Meningitis Outbreak Continues to Fright US
After weeks of investigations, another two drugs from a special pharmacy connected to the meningitis outbreak are now being examined, U.S. health officials confirmed, as they insisted doctors to contact patients who got any kind of injection from the company.
When a rare fungal form of meningitis was linked to its steroid shots used mostly for back pain that were produced by New England Compounding Center of Framingham, Mass since last month, the company has been thrown mounts of scrutiny and investigations.
Infections on three people who got different drugs made by the company are already reported by the Food and Drug Administration. One is a possible meningitis illness in a patient who got a spine injection of another type of steroid.

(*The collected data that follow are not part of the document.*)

PR #1210, opened 2023-03-01
dot methods completion  

xgdgsc:
Fixes https://github.com/julia-vscode/LanguageServer.jl/issues/979  .

 Updates https://github.com/julia-vscode/LanguageServer.jl/pull/980.  
completes 
```
dframea = DataFrame()
dframea.
```
show list, then select `append!` to 
```
append!(dframea,)
```

A few issues remain:

1. cannot search the list
2. the change in line 16 needed to show the list, I don' t know if it's right to change this.
3.  whether it' s ok to use dot as trigger.
4.  Some types don' t  work, like Vector
5.  move cursor to middle of ",<CURSOR>)"
6.  Would it be better to call methodswith in REPL mode?

I remember some language that does this in IDE ( cannot remember which one for now) . I think it' s a convenient way for people coming from OOP to find the relevant methods. I' m looking for suggestions and opinions.

### DIFF
--- a/src/requests/completions.jl
+++ b/src/requests/completions.jl
@@ -6,17 +6,18 @@ struct CompletionState
     offset::Int
     completions::Dict{String,CompletionItem}
     range::Range
-    x::Union{Nothing, EXPR}
+    x::Union{Nothing,EXPR}
     doc::Document
     server::LanguageServerInstance
     using_stmts::Dict{String,Any}
 end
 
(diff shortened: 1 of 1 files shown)


xgdgsc:
Seems a common CI error. It works with latest https://github.com/julia-vscode/julia-vscode/pull/3240 for me.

The agency also learned of two heart transplant patients who got fungal infections after being given a third company product during surgery.
The illnesses are under investigation, and it's very possible that the two heart patients were infected by another source, FDA officials cautioned. They did not say whether the meningitis case involved a fungal infection or where the three patients lived.

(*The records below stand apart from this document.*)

PR #1218, opened 2023-04-26
Add PrecompileTools, precompile runserver

mkitti:
Add PrecompileTools to and precompile `runserver`.


mkitti:
I'm not sure why Project.toml got rearranged, but it should only be adding PrecompileTools.jl

mkitti:
```
julia> using PkgCacheInspector, Pkg

julia> Pkg.develop("LanguageServer")

julia> info_cachefile("LanguageServer")
Contents of /home/mkitti/.julia/compiled/v1.9/LanguageServer/ite7n_4MdHE.so:
  modules: Any[LanguageServer.URIs2, LanguageServer]
  815 external methods
  3756 new specializations of external methods (Base 72.7%, StaticLint 10.1%, JSONRPC 5.0%, ...)
  666 external methods with new roots
  15443 external targets
  11613 edges
  file size:   17084984 (16.294 MiB)
  Segment sizes (bytes):
  system:      5087440 ( 51.21%)
  isbits:      4201270 ( 42.29%)
  symbols:       59097 (  0.59%)
  tags:          73137 (  0.74%)
  relocations:  454313 (  4.57%)
  gvars:         30664 (  0.31%)
  fptrs:         28448 (  0.29%)
```

timholy:
Nice. The small amount of residual compilation described in https://discourse.julialang.org/t/precompiling-languageserver-runserver-with-precompiletools-jl/97926 might be fixable by `@nospecializing(pipe)` on all the IO objects in LanguageServer. (Presumably it doesn't actually run with a `IOBuffer`.) If you can `@snoopi_deep` it under "real" usage you can more directly figure out what wasn't covered by your workload.

pfitzseb:
Very cool! Did you time the difference in startup time?

And yes, we initialize the LS with `Base.TTY`s instead of `IOBuffer`s.

timholy:
If printing doesn't have to be high performance, `@nospecializing` could be a good solution. Otherwise, there's been a request already to set expand PrecompileTools to add a harness capable of instantiating a fake TTY. If there are enough potential customers, adding that harness becomes more worth the downside of making PrecompileTools bigger.

timholy:
> Very cool! Did you time the difference in startup time?

In https://discourse.julialang.org/t/precompiling-languageserver-runserver-with-precompiletools-jl/97926, he shows that `@time runserver()` goes from 30s to 10s. `using LanguageServer` goes from 20ms to 500ms, so it seems like a clear win.

davidanthoff (approved):
Fantastic! I'd say we can merge right away. I'll add PrecompileTools to the extension later today with our submodule way of loading things.

Also, we can probably improve _a lot_ on this, because just running the server probably only executes a relatively small fraction of the code. But let's do that in follow up PRs.

fredrikekre:
Can 
```
┌ LanguageServer [2b0e0bc5-e4fd-59b4-8912-456d1b03d8d7]
│  ERROR: Endpoint is not running, the current state is closed.
│  Stacktrace:
│   [1] error(s::String)
│     @ Base ./error.jl:35
│   [2] check_dead_endpoint!
│     @ ~/.julia/packages/JSONRPC/Q0FBr/src/core.jl:280 [inlined]
│   [3] get_next_message(endpoint::JSONRPC.JSONRPCEndpoint{IOBuffer, IOContext{IOStream}})
│     @ JSONRPC ~/.julia/packages/JSONRPC/Q0FBr/src/core.jl:212
│   [4] macro expansion
│     @ ~/.julia/packages/LanguageServer/bnyQN/src/languageserverinstance.jl:288 [inlined]
│   [5] (::LanguageServer.var"#113#116"{LanguageServer.LanguageServerInstance})()
│     @ LanguageServer ./task.jl:514
│  [ Info: Shutting down server instance.
└
```
be silenced? (I assume it comes from this PR)

mkitti:
I'm missing the part of the error stack trace that connects it with this pull request. Does this happen during precompilation?

fredrikekre:
Yes

mkitti:
One option from the code below is to set an error handler. Otherwise, we'll need to modify the `else` block below.

https://github.com/julia-vscode/LanguageServer.jl/blob/198e07ed89d49360f187c315157c5582411904a8/src/languageserverinstance.jl#L293-L299

mkitti:
Is it just me or does the language server _always_ end with an error?

https://github.com/julia-vscode/LanguageServer.jl/blob/198e07ed89d49360f187c315157c5582411904a8/src/languageserverinstance.jl#L287-L290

As of Monday, the current outbreak has sickened 214 people, including 15 who have died, in 15 states. The steroid was recalled last month, and the company later shut down operations and recalled all the medicines it makes.
"As we have said, we will respect those public agencies' processes for investigations and will not comment while they are under way," the statement said.
Nearly all the 214 illnesses in the outbreak are fungal meningitis; two people had joint infections.
Symptoms of meningitis include severe headache, nausea, dizziness and fever. The CDC said many of the cases have been mild, and some people had strokes.